# Stored data:
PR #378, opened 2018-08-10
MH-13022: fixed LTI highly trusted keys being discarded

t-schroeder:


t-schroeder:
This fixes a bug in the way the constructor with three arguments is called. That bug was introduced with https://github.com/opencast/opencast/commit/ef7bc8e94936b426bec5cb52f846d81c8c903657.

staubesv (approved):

==

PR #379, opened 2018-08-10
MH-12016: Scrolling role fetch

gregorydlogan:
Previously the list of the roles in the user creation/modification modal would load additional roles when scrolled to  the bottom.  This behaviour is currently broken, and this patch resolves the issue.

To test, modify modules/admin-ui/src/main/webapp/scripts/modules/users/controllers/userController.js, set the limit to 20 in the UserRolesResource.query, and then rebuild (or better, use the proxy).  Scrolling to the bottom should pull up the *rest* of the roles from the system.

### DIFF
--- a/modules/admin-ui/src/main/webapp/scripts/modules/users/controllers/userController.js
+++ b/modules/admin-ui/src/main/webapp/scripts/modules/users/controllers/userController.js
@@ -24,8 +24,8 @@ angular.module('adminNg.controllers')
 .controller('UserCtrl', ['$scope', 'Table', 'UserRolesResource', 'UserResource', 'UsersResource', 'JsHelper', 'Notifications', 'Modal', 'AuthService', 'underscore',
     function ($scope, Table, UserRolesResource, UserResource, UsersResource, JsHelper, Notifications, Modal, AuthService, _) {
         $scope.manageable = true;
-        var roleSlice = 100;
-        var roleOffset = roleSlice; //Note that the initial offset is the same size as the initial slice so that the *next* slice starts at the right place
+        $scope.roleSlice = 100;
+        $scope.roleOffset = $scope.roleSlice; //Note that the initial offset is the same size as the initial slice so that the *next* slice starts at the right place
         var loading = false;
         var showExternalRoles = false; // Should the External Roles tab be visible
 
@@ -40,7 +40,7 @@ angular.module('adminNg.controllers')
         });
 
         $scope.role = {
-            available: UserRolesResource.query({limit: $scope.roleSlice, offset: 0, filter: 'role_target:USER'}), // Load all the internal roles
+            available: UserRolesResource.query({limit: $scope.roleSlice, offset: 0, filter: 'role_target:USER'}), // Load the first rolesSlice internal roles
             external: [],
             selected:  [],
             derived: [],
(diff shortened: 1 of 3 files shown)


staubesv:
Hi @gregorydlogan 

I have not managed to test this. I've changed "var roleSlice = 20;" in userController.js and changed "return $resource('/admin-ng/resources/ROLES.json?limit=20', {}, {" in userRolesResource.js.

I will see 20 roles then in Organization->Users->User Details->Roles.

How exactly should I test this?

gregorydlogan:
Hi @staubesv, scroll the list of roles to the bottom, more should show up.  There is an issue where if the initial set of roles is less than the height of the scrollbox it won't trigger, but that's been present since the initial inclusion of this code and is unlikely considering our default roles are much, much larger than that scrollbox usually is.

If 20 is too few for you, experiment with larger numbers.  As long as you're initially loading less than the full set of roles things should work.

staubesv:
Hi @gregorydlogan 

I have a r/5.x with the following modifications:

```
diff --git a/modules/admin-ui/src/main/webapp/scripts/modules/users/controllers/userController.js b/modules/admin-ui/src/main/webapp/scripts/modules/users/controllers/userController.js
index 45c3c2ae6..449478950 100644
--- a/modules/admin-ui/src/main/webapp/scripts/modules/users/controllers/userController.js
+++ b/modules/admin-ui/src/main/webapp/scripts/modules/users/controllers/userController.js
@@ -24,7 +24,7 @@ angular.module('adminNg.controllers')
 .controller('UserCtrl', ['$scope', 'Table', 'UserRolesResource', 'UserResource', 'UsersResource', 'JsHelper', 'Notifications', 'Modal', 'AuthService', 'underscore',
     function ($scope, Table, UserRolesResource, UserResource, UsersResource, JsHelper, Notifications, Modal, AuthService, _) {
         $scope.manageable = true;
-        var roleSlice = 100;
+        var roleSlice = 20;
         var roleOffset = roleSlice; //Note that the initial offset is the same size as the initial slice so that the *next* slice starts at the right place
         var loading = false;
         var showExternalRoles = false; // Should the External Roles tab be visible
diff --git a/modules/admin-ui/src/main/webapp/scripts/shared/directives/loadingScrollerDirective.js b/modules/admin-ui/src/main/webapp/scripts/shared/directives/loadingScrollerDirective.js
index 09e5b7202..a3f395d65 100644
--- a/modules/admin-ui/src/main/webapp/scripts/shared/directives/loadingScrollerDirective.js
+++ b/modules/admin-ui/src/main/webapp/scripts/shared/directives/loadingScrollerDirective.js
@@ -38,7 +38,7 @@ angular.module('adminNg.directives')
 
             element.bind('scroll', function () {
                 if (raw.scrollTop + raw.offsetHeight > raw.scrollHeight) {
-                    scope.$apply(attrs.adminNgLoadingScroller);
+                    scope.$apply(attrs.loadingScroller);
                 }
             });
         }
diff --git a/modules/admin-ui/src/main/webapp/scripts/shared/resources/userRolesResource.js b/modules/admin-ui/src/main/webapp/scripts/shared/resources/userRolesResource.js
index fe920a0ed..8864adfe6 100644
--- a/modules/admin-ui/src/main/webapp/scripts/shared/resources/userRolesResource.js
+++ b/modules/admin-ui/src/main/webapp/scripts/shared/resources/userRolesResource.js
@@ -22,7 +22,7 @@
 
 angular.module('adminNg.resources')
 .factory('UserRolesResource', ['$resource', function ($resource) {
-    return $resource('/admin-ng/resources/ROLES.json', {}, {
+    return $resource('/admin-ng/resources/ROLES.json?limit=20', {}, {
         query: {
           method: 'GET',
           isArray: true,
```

--

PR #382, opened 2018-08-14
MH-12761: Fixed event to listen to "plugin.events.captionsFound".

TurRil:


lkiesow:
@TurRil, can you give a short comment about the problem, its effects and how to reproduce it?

# What needs to be done:
Scan each line above for the string "larger". Give the tally and nothing else.

# Task result:
2